*TASK BRIEF*
Copy, from the entries below, each line in which the string "only" appears.

*Items listed in a dataset*
◆ ◆ ◆ ◆ ◆

PR #149, opened 2017-10-12
Emphasize that Buildozer doesn't require a separate Buildifier binary

cgrushko:


cgrushko:
@laurentlb 

This came up in https://github.com/bazelbuild/BUILD_file_generator/pull/19, where we debate whether we need to install both Buildozer and Buildifier, or whether Buildozer alone is enough.

laurentlb:
LGTM

PR #638, opened 2019-05-17
Add native-android fix to buildifier

timpeut:
Also fixes a bug where the same global would be loaded multiple times.


timpeut:
Done

warn/warn_bazel_api.go
```diff
@@ -168,7 +178,12 @@ func notLoadedFunctionUsageCheck(f *build.File, category string, globals []strin
 	walk(&expr, bzlenv.NewEnvironment())
 
 	if fix && len(toLoad) > 0 {
-		f.Stmt = edit.InsertLoad(f.Stmt, loadFrom, toLoad, toLoad)
+		loads := []string{}
+		for k := range toLoad {
+			loads = append(loads, k)
+		}
+		sort.Slice(loads, func(i, j int) bool { return loads[i] < loads[j] })
```
vladmos: You can use `sort.Strings` to sort a slice of strings without providing a comparison function.

WARNINGS.md
```diff
@@ -456,6 +457,16 @@ UPPER_SNAKE_CASE, and providers should be UpperCamelCase ending with `Info`.
 
 --------------------------------------------------------------------------------
 
+## <a name="native-android"></a>All Android build rules should be loaded from Starlark
+
+  * Category name: `native-android`
+  * Automatic fix: no
```
vladmos: There's an automatic fix for this category.

vladmos:
Sorry, I've just realized: your fix will work for BUILD files, but in .bzl files the usage you need to match is not just `android_library` but `native.android_library` (and the other functions as well). In that case you'll need to both add a load and replace the node with a simple function call.

An example fix that matches `native.<something>`: https://github.com/bazelbuild/buildtools/blob/master/warn/warn_bazel.go#L47 . You'll basically need to do the same but in .bzl files, and you should only match `CallExpr` nodes with the `X` attribute equal to `native.<your function>` (which is a `DotExpr` node with `X` == `Ident` (`Name` == "native") and `Name` == "<your function>".

timpeut:
Added support for native.X

PR #642, opened 2019-05-28
Support raw strings in the formatter

vladmos:
The information whether a string was raw or not is currently not parsed and is lost during re-formatting.


laurentlb:
It looks like the previous behavior was to convert the raw string into a normal string. Did you change the behavior? Just adding a `r` in front might change the meaning.

Also, your tests miss the interesting cases, those with `\`.

PR #648, opened 2019-06-11
Implement automatic suggestions

vladmos:
The suggestions are implemented for all new-style warnings that return replacements. They are not yet implemented in the command-line binary but only in the buildifier library. Command-line support will be implemented in a follow-up CL to make it easier to import changes.


warn/warn_test.go
```diff
@@ -114,3 +114,145 @@ func checkFindingsAndFix(t *testing.T, category, input, output string, expected
...
+	}{
+		{
+			start:       28,
+			end:         42,
+			replacement: "",
+		},
+		{
+			start:       59,
+			end:         73,
+			replacement: "",
```
laurentlb: why you only have tests without replacement?

vladmos: Because currently the only supported replacement is `attr-cfg` which removes `cfg = "data"`. Empty string doesn't mean there's no replacement, it means that the given range should be replaced with an empty string. I'll add more tests here once more warning functions support replacements including some that actually add something new to the file.

PR #654, opened 2019-06-17
Update warning functions in bazel_warn.go to the new signature

vladmos:
This is the first CL in a series, the rest will be submitted separately.


vladmos:
There's just one RuleWarning function here, but more are defined internally, so I've created a wrapper that can easilly convert per-rule to per-file functions, that will help avoid some duplicated logic (i.e. check that a file is a collection of rules (BUILD or WORKSPACE), iterate over top-level statements, check whether they are function calls).

PR #657, opened 2019-06-19
Restore the old behavior

vladmos:
#655 and #656 slightly changed the behavior of some functions (i.e. differently formatted warnings, different Load statements were modified if multiple loads from the same file were found, etc). This PR restores the previous behavior.


vladmos:
There are tests but they are internal, bulldozer tests are not opensourced yet.

PR #660, opened 2019-06-21
Add a test for WARNINGS.md

vladmos:
All warnings contain a link to `https://github.com/bazelbuild/buildtools/blob/master/WARNINGS.md#<category_name>`, the new test ensures that all registered warnings are documented in the file (at least that there's a link in the header and an anchor for each warning).


warn/documentation_test.go
```diff
@@ -0,0 +1,37 @@
...
+	if err != nil {
+		t.Fatal(err)
+		return
+	}
+
+	contents := string(data)
+	for _, warning := range AllWarnings {
+		link := fmt.Sprintf("  * [%s](#%s)", warning, warning)
+		if !strings.Contains(contents, link) {
+			t.Errorf("No link found for the warning %q in WARNINGS.md, is it documented?", warning)
```
laurentlb: nit. the error message should include the pattern you match (`link`).

warn/documentation_test.go
```diff
@@ -0,0 +1,37 @@
...
+		}
+
+		anchor := fmt.Sprintf(`<a name="%s"></a>`, warning)
+		if !strings.Contains(contents, anchor) {
+			t.Errorf("No anchor found for the warning %q in WARNINGS.md, is it documented?", warning)
```
laurentlb: here, include `anchor`

warn/documentation_test.go
vladmos: Done.

warn/documentation_test.go
vladmos: Done.

PR #667, opened 2019-07-15
Support new operators

vladmos:
The unary `+` operator is implemented in Bazel in https://github.com/bazelbuild/bazel/pull/8890, bitwise operators are supported by https://github.com/bazelbuild/bazel/pull/8903. Buildifier should support them too.


build/testdata/052.golden
```diff
@@ -1,3 +1,11 @@
+# Unary operators
+
+-foo
+
++foo
```
laurentlb: add test for `+ + foo` or `- + foo`

vladmos: Done, also added support for bitwise operators (in the same PR)

build/print.go
```diff
@@ -334,6 +334,10 @@ var opPrec = map[string]int{
 	"//":     precMultiply,
 	"%":      precMultiply,
 	"|":      precMultiply,
+	"&":      precMultiply,
+	"^":      precMultiply,
+	"<<":     precMultiply,
+	">>":     precMultiply,
```
laurentlb: This doens't seem to match 
https://docs.python.org/3/reference/expressions.html#operator-precedence or https://github.com/google/starlark-go/blob/master/doc/spec.md#binary-operators

vladmos: Fixed.

PR #668, opened 2019-07-15
Add `remove_comment` command to Buildozer.

Zilulil:
This command removes the comment attached to the specified rule, attribute, or value in an attribute.

### DIFF
--- a/edit/buildozer.go
+++ b/edit/buildozer.go
@@ -353,18 +353,25 @@ func cmdRemoveComment(opts *Options, env CmdEnvironment) (*build.File, error) {
 	case 0: // Remove comment attached to rule
 		env.Rule.Call.Comments.Before = nil
 		env.Rule.Call.Comments.Suffix = nil
+		env.Rule.Call.Comments.After = nil
 	case 1: // Remove comment attached to attr
 		if attr := env.Rule.AttrDefn(env.Args[0]); attr != nil {
 			attr.Comments.Before = nil
 			attr.Comments.Suffix = nil
+			attr.Comments.After = nil
 			attr.LHS.Comment().Before = nil
+			attr.LHS.Comment().Suffix = nil
+			attr.LHS.Comment().After = nil
+			attr.RHS.Comment().Before = nil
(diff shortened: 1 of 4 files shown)


edit/buildozer.go
```diff
@@ -348,6 +348,31 @@ func cmdRemove(opts *Options, env CmdEnvironment) (*build.File, error) {
 	return nil, nil
 }
 
+func cmdRemoveComment(opts *Options, env CmdEnvironment) (*build.File, error) {
+	switch len(env.Args) {
+	case 0: // Remove comment attached to rule
+		env.Rule.Call.Comments.Before = nil
+		env.Rule.Call.Comments.Suffix = nil
```
vladmos: A rule (and in theory any node in the AST) may have an after-comment, please nullify `Rule.Call.Comments.After` too.

    my_rule(
        name = "foo" ,
    )
    # this comment is attached to the rule above

edit/buildozer.go
```diff
@@ -348,6 +348,31 @@ func cmdRemove(opts *Options, env CmdEnvironment) (*build.File, error) {
...
+			attr.Comments.Before = nil
+			attr.Comments.Suffix = nil
+			attr.LHS.Comment().Before = nil
+			attr.RHS.Comment().Suffix = nil
+		}
+	case 2: // Remove comment attached to value
+		if attr := env.Rule.Attr(env.Args[0]); attr != nil {
+			if expr := ListFind(attr, env.Args[1], env.Pkg); expr != nil {
+				expr.Comments.Before = nil
+				expr.Comments.Suffix = nil
```
vladmos: The same as above (although arguments normally have just before or suffix comments, it's cleaner to remove everything).

Zilulil: Done, additionally nil'd out every field on the attr and attr.LHS and attr.RHS.

vladmos: Good catch, a comment like ` attr = value  # comment` will actually be attached to the RHS, not to the assignment node.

◆ ◆ ◆ ◆ ◆

*EXPECTED ANSWER*
An example fix that matches `native.<something>`: https://github.com/bazelbuild/buildtools/blob/master/warn/warn_bazel.go#L47 . You'll basically need to do the same but in .bzl files, and you should only match `CallExpr` nodes with the `X` attribute equal to `native.<your function>` (which is a `DotExpr` node with `X` == `Ident` (`Name` == "native") and `Name` == "<your function>".
The suggestions are implemented for all new-style warnings that return replacements. They are not yet implemented in the command-line binary but only in the buildifier library. Command-line support will be implemented in a follow-up CL to make it easier to import changes.
laurentlb: why you only have tests without replacement?
vladmos: Because currently the only supported replacement is `attr-cfg` which removes `cfg = "data"`. Empty string doesn't mean there's no replacement, it means that the given range should be replaced with an empty string. I'll add more tests here once more warning functions support replacements including some that actually add something new to the file.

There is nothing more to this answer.